EXERCISE PROMPT
Repeat the listing that follows without a single change.
======== RECORDS PROVIDED
PR #251, opened 2019-07-13
Update Pango to the 1.42 series

pkgw:
The current build of the 1.42.4 is not available on aarch64/ppc64le, but should become available once a PR to add these arches for the new dependency fribidi is merged (conda-forge/fribidi-feedstock#2). This should happen quickly, I hope, but this could conceivably block the addition of the new arches to some packages.

### DIFF
--- a/recipe/conda_build_config.yaml
+++ b/recipe/conda_build_config.yaml
@@ -524,7 +524,7 @@ openssl:
 openturns:
   - 1.13*
 pango:
-  - 1.40
+  - 1.42
 pari:
   - 2.11
 perl:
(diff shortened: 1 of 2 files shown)


pkgw:
Also: if/when this PR goes through, would the current best practice be to then add an `add_rebuild_successors` line for Pango in `regro/cf-scripts:auto_tick.xsh`?

ocefpaf:
> Also: if/when this PR goes through, would the current best practice be to then add an `add_rebuild_successors` line for Pango in `regro/cf-scripts:auto_tick.xsh`?

Just add a [like these](https://github.com/regro/cf-scripts/blob/e782fbc0cc89f60745b9fc05aa2f5d2f8839e0b0/conda_forge_tick/auto_tick.xsh#L449-L451) and merge it. The conda-forge status page and the migration should start after a few moments. We remove that line when the migration is done.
================
THE ANSWER
PR #251, opened 2019-07-13
Update Pango to the 1.42 series

pkgw:
The current build of the 1.42.4 is not available on aarch64/ppc64le, but should become available once a PR to add these arches for the new dependency fribidi is merged (conda-forge/fribidi-feedstock#2). This should happen quickly, I hope, but this could conceivably block the addition of the new arches to some packages.

### DIFF
--- a/recipe/conda_build_config.yaml
+++ b/recipe/conda_build_config.yaml
@@ -524,7 +524,7 @@ openssl:
 openturns:
   - 1.13*
 pango:
-  - 1.40
+  - 1.42
 pari:
   - 2.11
 perl:
(diff shortened: 1 of 2 files shown)


pkgw:
Also: if/when this PR goes through, would the current best practice be to then add an `add_rebuild_successors` line for Pango in `regro/cf-scripts:auto_tick.xsh`?

ocefpaf:
> Also: if/when this PR goes through, would the current best practice be to then add an `add_rebuild_successors` line for Pango in `regro/cf-scripts:auto_tick.xsh`?

Just add a [like these](https://github.com/regro/cf-scripts/blob/e782fbc0cc89f60745b9fc05aa2f5d2f8839e0b0/conda_forge_tick/auto_tick.xsh#L449-L451) and merge it. The conda-forge status page and the migration should start after a few moments. We remove that line when the migration is done.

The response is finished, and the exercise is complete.